Creating and Using Sensors That Tell Us About Precipitation (Invited Presentation) (Centennial)

Precipitation is deceptively simple to measure — just put a container in the back yard — and this was the only technology available until radar was discovered to be capable of sensing precipitation in the 1940’s, leading to quantitative estimates by the 1970’s. Meanwhile, satellite-based sensors started advancing. The first precipitation estimates from space repurposed the existing geosynchronous satellite infrared (GEO-IR) data, but purpose-built passive microwave (PMW) sensors soon became a reality. In 1987, the launch of the first Special Sensor Microwave/Imager on the Defense Meteorological Satellite Program F08 by the U.S. Department of Defense, and their decision to open the dataset to public use, created a boom in precipitation algorithms that continues to this day. Experimental work to create a global multi-satellite product by Global Precipitation Climatology Project, and then a “virtual constellation” of PMW sensors from satellite agencies around the globe by the NASA/JAXA Tropical Rainfall Measuring Mission (TRMM) and by NOAA/NWS Climate Prediction Center, resulted in a new generation of quasi-global multi-satellite precipitation estimates at increasingly fine time and space scales. TRMM and the NASA/JAXA Global Precipitation Measurement mission have hosted precipitation radars in space, providing critical new quasi-global information about 3-D precipitation structures and enabling improved calibration of the PMW constellation’s estimates. In parallel, GEO-IR estimates have continued to be developed, and the surface gauge data were found to be critical for anchoring the satellite-based estimates. Recently, terrestrial microwave links used in cell phone networks have proved useful for estimating local precipitation, and cooperation by the cell phone companies has started enabling this new source of precipitation estimates in selected regions.
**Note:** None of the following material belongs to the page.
PR #7515, opened 2022-07-30
Add Tests to StronglyTypedResourceBuilder/ResXDataNode

lonitra:
- Ensure type `byte[]` from `System.Private.Corelib` assembly is handled correctly in `ResXDataNode.GenerateObjectFromDataNodeInfo` and expand its test suite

The talk will briefly summarize the state of the art and provide a few representative samples, including the distinction between Climate Data Record and High Resolution Precipitation Product standards. It will end with remarks on some of the outstanding problems in the field, including making reliable estimates over snowy/icy surfaces and in regions of complex terrain, improving the estimate of precipitation system behavior between satellite overpasses, and maintaining the number of satellites required to give sufficiently frequent observations to support the quality expected of the datasets.